DADA2 outputs extremely short rep-seqs

omera.WIS · November 26, 2018, 6:05pm

Hey all,
I’m running qiime on fungal ITS2 amplicons samples.
I pre-merge the reads with PEAR (I know it is not advisable, but it prevents massive data loss), trim the primers with cutadapt and then pass them to the qiime pipeline.
Cutadapt discards reads that are shorter than 80 bp, and no truncation \ trimming is applied with DADA2, and still it results in having few very short rep-seqs (less than 50 bp, min 20-30 bp).

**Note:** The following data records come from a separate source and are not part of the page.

PR #519, opened 2026-09-16
feat(config): add Antigravity CLI (agy) support

### LINKED ISSUE #516: Add Antigravity CLI (agy) support
### What are you trying to do

Google's Antigravity CLI (agy), the successor to Gemini CLI, isn't in the built-in tool list. I drove a live session and verified the following against the real installed CLI (v1.2.0) and its actual terminal output, not docs:

CLI surface (`agy --help`):
- No positional prompt argument. Prompts only via `-p`/`--print`/`--prompt` (one-shot), `-i`/`--prompt-interactive` (initial prompt, stays interactive), or stdin.
- `--conversation <id>` resumes a specific conversation by id; `-c`/`--continue` resumes the most recent.
- No `--session-id` flag, so an id can't be minted at launch (unlike Gemini CLI).
- `/resume` inside the TUI opens a real saved-conversation picker (workspace-grouped, searchable).

UI chrome (captured live via tmux):
- Box-drawing chrome nearly identical to Gemini CLI's.
- Idle composer is a bare `>` (no trailing space when empty, unlike Gemini's `> `).
- Busy footer reads "esc to cancel" (not Gemini's "esc to interrupt").
- Completed turn opens with `▸ Thought for Ns, N tokens` then a bolded title then indented response.
- Tool-permission dialog reads "Run this command?" with a numbered `1. Yes ... 4. No, cancel` list; its footer is also "esc to cancel", so it needs to rank above the generic busy-state match or it reads as merely working instead of waiting on the user.

I built and verified a complete custom tool block against this (back when [tools.*] was still read), fixing three real bugs along the way: prompt embedding (needs a prompt_flag, no positional arg), an activity_cutoff regex that silently deadlocked message delivery forever on an empty composer, and the waiting-dialog/busy-footer ambiguity above. Happy to hand over the exact working TOML block (launch/resume/revive commands + status regexes) if useful as a starting point for a native implementation.

### Anything else

agent-manager 0.36.0 on macOS, reported from a Claude Code session.

mateuszgachowski:
## What changed

Adds a built-in `[tools.antigravity]` block for Google's Antigravity CLI (`agy`), the successor to Gemini CLI: launch (`prompt_flag`), resume-picker, and revive commands, plus status-detection rules (`activity_cutoff`, `chrome_line`, `message_start`, `turn_end`, `user_echo`, and the waiting/working `rules`).

## Why

Closes #516

### Required behavior

Every field was verified live against agy v1.2.0 by driving a real session and reading `tmux capture-pane`, not from docs (details in the code comments and in #516). Two things worth a reviewer's attention:

- `activity_cutoff` is `[>!*]\s?` (optional trailing space), not gemini's required-space form: agy's empty composer is a bare `>` with no trailing space, and a required space there leaves the tool permanently unresolved.
- The `rules` list ranks the "Run this command?" tool-permission dialog above the generic busy-footer match, because both end in "esc to cancel".

### Why this approach

Followed the gemini block as the closest template, per the existing pattern in this file.

**Known gap, not attempted here:** agy has no `--session-id` flag and nothing here captures the conversation id it mints on its own, so restart cannot yet recover a *specific* prior conversation (falls back to the picker or "resume most recent" instead). This is flagged inline in the config and is what `TestRestartLaunchIsAFreshStartForEveryShippedTool` catches (see below). The natural fix is a `session_store` capturer like gemini's, reading agy's own `conversation_summaries.db` (`~/.gemini/antigravity-cli/conversation_summaries.db`) for the newest row after launch - happy to take that on as a follow-up if useful, but wanted to land the verified status-detection piece first rather than block on it.

## How it was verified

- [x] `go vet ./...` passes
- [x] `go test -race ./internal/config/... ./internal/status/...` passes
- [ ] `go test -race ./...` - see note
- [x] `go build ./...` passes
- [x] Ran it against real sessions (drove a live agy session for hours across launch, resume, revive, and the permission dialog while building this)
- [ ] Holds for every supported agent CLI and platform - antigravity itself is untested on Linux/WSL; only macOS

`internal/ui` isn't clean under `-race ./...` on this machine, but confirmed unrelated to this change: the same ~34 tests fail identically on unmodified upstream `main` here too (this box runs a live agent-manager with many real tmux panes, which starves the suite's own tmux spin-ups - reproduced by stashing this diff and rerunning). The one failure that *is* about this change is `TestRestartLaunchIsAFreshStartForEveryShippedTool`, exactly the known gap above.

## Visual evidence

**Not applicable because:** this is a status-detection/launch config change with no UI surface of its own; verification was driving real agy sessions through agent-manager rather than screenshots.


YoanWai:
Hey, thanks for this. The block reads well and the live-verified notes are exactly what I was hoping for.

PR is still marked as a draft, when you're ready flip it and let coderabbit review it also.

On the restart gap, I'm fine landing status detection first and taking the `session_store` capturer as a follow-up. `TestRestartLaunchIsAFreshStartForEveryShippedTool` is the only red check, so let's agree on how to handle it before merge, either here or in the follow up.

YoanWai (changes requested):
Thanks for this, and for the live notes. I installed agy 1.2.9 (the build the installer ships today) in a sandbox and ran the block against real panes, feeding the captured frames through `status.Engine` on this branch rebased onto main. A few things don't hold on 1.2.9.

**1. `turn_end` switches off the working rule**

With `turn_end` set, `matchScope` limits the rules to the rows above the composer. `esc to cancel` is the footer below it, so the working rule never matches. Every busy frame I captured (`Generating...`, `Working...`, `Running command...`) comes back `Match = idle` (unmatched) with `TypingHold = ""`. The row still turns working in the UI only because the poller treats a changing region as activity.

The `▸ Thought for 2s, 435 tokens` line isn't a turn end either. It sits above the reply, and only on turns where the model thought. Because the same line is also `message_start`, it counts as structural and the marker never anchors. `FullTurnText` on a thinking turn returns an empty string, or the startup banner when that is still on screen.

Dropping `turn_end` and `message_start` (gemini's shape) fixes all of it on the same frames. Busy frames read `working` with `TypingHold = "working"`, and the reply text comes back.

**2. Dialogs that read idle**

- Trust prompt. agy asks "Do you trust the contents of this project?" in every new directory, including a git worktree of a repo that is already trusted. That's every worktree spawn. It reads `idle` with `TypingHold = ""`, so a queued message would be typed into it.
- File-access prompt ("Allow access to this file?" with `> 1. Yes, allow access`). Also `idle` with the current rules, since only "Run this command?" is covered.
- `^>\s*\d+\.\s` also matches the echo of a prompt that opens with a numbered item (`> 1. reply with ...`) once `turn_end` is gone, and that session sticks on waiting.

All of these dialogs and the `/resume` picker draw `↑/↓ Navigate` in their footer. The resting composer never does, it shows `? for shortcuts`. This pair read every frame I captured correctly (busy, finished, thinking, permission, file access, trust, picker, numbered echo):

```toml
rules = [
  { state = "waiting", pattern = "↑/↓ Navigate" },
  { state = "working", pattern = "esc to cancel" },
]
```

**3. `agy -i /resume` sends /resume to the model**

On 1.2.9, `-i /resume` doesn't open the picker. The model gets "/resume" as a prompt, reasons about it and asks to run a tool (it tried `ls` once and a file read the second time). agy updates itself in the background, so users end up on this build. Until an id gets captured, every agy revive takes this path.

Typing `/resume` at the composer does open the picker, so opencode's shape fits: `resume_picker_command = "agy"` plus `resume_picker_keys = "/resume"`. That needs an `input_prefix` matching the bare `>` row, since `InjectPickerKeys` waits on it. One catch to check. `InjectPickerKeys` sends a second Enter 500ms later, and in agy's picker that selects the top row, which is the most recent conversation from any directory.

**4. Smaller things**

- A missing agy shows `install it with: brew install agy`, and no such formula exists. `deps.official` needs `"agy": "curl -fsSL https://antigravity.google/cli/install.sh | bash"`.
- No MCP registration yet. agy 1.2.9 has `agy mcp add <name> <command> [args...]`, so a `mcpreg` style like gemini's looks doable. Fine as a follow-up.
- `toolLabel` in `internal/report/report.go`, the README and `docs/configuration.md` / `docs/usage.md` don't list Antigravity yet. No tests cover the block. Real-pane frames in `status_test.go` would lock the fixes above in.
- `chrome_line` misses the logo rows that carry text, so a fresh session's row quotes `▄▀▀      ▀▀▄`.
- `limit_line` is still the unverified gemini string, as your comment says.
- Nit. The comment says the dialog rule must come before the busy match. `matchRules` already promotes a later waiting rule over a working one, so the order doesn't decide it.

On the restart test, what I said before stands, it's fine as a follow-up. Point 3 is why I'd want the picker path working in this PR, since until the capturer lands it's the only way back into a specific conversation.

What could be the cause of this issue?

Thanks!

thermokarst · November 27, 2018, 2:00pm

DADA2 is not designed to work on pre-joined reads — this violates assumptions for the effective use of this algorithm. There are many posts floating around this forum describing this (as well as in the DADA2 paper and docs), so you should be able to get your hands on more detailed material. I don’t really understand how you can wind up with such short reads given the steps you have described. Have you tried running deblur? That algorithm isn’t impacted by pre-joined reads. Otherwise, you could try OTU clustering.

omera.WIS · November 29, 2018, 1:40pm

I know it’s against recommendations; it is done in practice, as far as I understand from topics here and in the DADA2 forum, since many reads are saved from being discarded.

ITS2 amplicons vary in length (and tend to have lower quality than usual) so deblur can’t rescue me here.

Regarding vsearch, as far as I understand, it gets single fasta files as input? How can I process my entire sample altogether?

Thanks

thermokarst · November 29, 2018, 10:04pm

I don't agree with that --- using the pre-joined reads in DADA2 causes problems because of the quality scores at the overlapping nts --- what do those quality scores even mean after PEAR has gotten through with it?

Ah bummer.

Not quite --- you need at least a FeatureTable[Frequency] artifact and a FeatureData[Sequence] artifact, and, if you want to do open or closed ref clustering, a reference database (FeatureData[Sequence]).

You can dereplicate your SampleData[JoinedSequencesWithQuality] to get the FeatureTable[Frequency] and FeatureData[Sequence]. Keep us posted!

omera.WIS · December 13, 2018, 10:43am

Not quite — you need at least a FeatureTable[Frequency] artifact and a FeatureData[Sequence] artifact, and, if you want to do open or closed ref clustering, a reference database ( FeatureData[Sequence] ).

You can dereplicate your SampleData[JoinedSequencesWithQuality] to get the FeatureTable[Frequency] and FeatureData[Sequence] . Keep us posted!

Well, I did as you advised, and after dereplicating my samples I ran qiime vsearch cluster-features-open-reference more than 3 days ago and it hasn't finished yet!
I let it use 3 threads (I have 4 cores processor) and currently qiime is comsuming only one core but ~15 GB RAM. Is that reasonable?

Thanks!

thermokarst · December 14, 2018, 2:09am

Hey there @omera.WIS!

I am not sure! I am not the developer of vsearch, so my experience is limited to just what I have done with it in relation to q2-vsearch, but I suppose this doesn't surprise me. Let it keep going, hopefully it'll be done soon!

system · January 14, 2019, 8:09am

This topic was automatically closed 31 days after the last reply. New replies are no longer allowed.